Dziekan points to healthcare costs solutions provider MultiPlan, which has nearly 900,000 healthcare providers under contract. It processes more than 40 million claims every year. Dziekan says MultiPlan takes the JSON source files from its portal and stores them in MongoDB. It uses the Pentaho Analyzer plugin, a drag-and-drop OLAP viewer, on top of MongoDB to slice-and-dice the data, creating dashboards and reports.

"Traditional RDBMS analytics can get very complicated and, quite frankly, ugly, when working with semi or unstructured data," says Chris Palm, lead software architecture engineer at MultiPlan. "The Pentaho 5.1 platform is meeting market needs, allowing users to directly analyze data in MongoDB. We have seen more accurate results with new analyses and are no longer constrained by having to pull only part of our data. We can now look across a more full set of data and govern our system of record to gain greater insights."

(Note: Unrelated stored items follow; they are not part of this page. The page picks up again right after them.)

PR #58, opened 2020-12-25
fix(GatewayActivityEmoji): fix types for `name` and `id`

cherryblossom000:
According to the [docs](https://discord.com/developers/docs/topics/gateway#activity-object-activity-emoji) `name` is required and `id` is optional. Both are also non-nullable.

Previously, the typings incorrectly had `name` as optional and `id` as required, with both being nullable.

### DIFF
--- a/v8/payloads/gateway.ts
+++ b/v8/payloads/gateway.ts
@@ -109,7 +109,10 @@ export interface GatewayActivityTimestamps {
 /**
  * https://discord.com/developers/docs/topics/gateway#activity-object-activity-emoji
  */
-export type GatewayActivityEmoji = Partial<Pick<APIEmoji, 'name' | 'animated'>> & Pick<APIEmoji, 'id'>;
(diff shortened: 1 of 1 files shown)


v8/payloads/gateway.ts
```diff
@@ -109,7 +109,10 @@ export interface GatewayActivityTimestamps {
 /**
  * https://discord.com/developers/docs/topics/gateway#activity-object-activity-emoji
  */
-export type GatewayActivityEmoji = Partial<Pick<APIEmoji, 'name' | 'animated'>> & Pick<APIEmoji, 'id'>;
+export interface GatewayActivityEmoji extends Pick<APIEmoji, 'animated'> {
```
vladfrangu, line 112: Can you keep it like it was before, only make the od part of the Partial?

vladfrangu (changes requested):

vladfrangu:
This fix has been added to #62 (unintentionally and indirectly)... Will credit you for them tho! 😅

Data Scientists Get Personal Assistant

Pentaho has also added a new Data Science Pack to Pentaho 5.1 with an eye to making it simpler for data analysts and data scientists to rapidly build a 360-degree customer view blending data sources, like social and MongoDB. The pack adds an R script executor for Pentaho Data Integration (PDI) that allows an R script to be run as part of a PDI transformation, easing the burden of data preparation. It also adds a Weka scoring tool that allows users to apply classification, clustering and regression models constructed in Weka. And it adds Weka forecasting to help users leverage forecasting models created in Weka's time series analysis and forecasting environment.

"The data scientist just got a personal assistant," Dziekan says. "This Data Science Pack features tools data scientists are familiar with already and we're now operationalizing them."

The Pentaho 5.1 platform also adds full YARN integration, making it much simpler for developers working with Pentaho Data Integration to exploit the computational power of Hadoop without having to write complex MapReduce code. Dziekan says the YARN support allows PDI jobs to make elastic use of Hadoop resources, expanding and contracting as data volumes and processing requirements change. He notes that YARN's advanced resource management capabilities support mixed workload scenarios where continuous data transformation and analysis is required.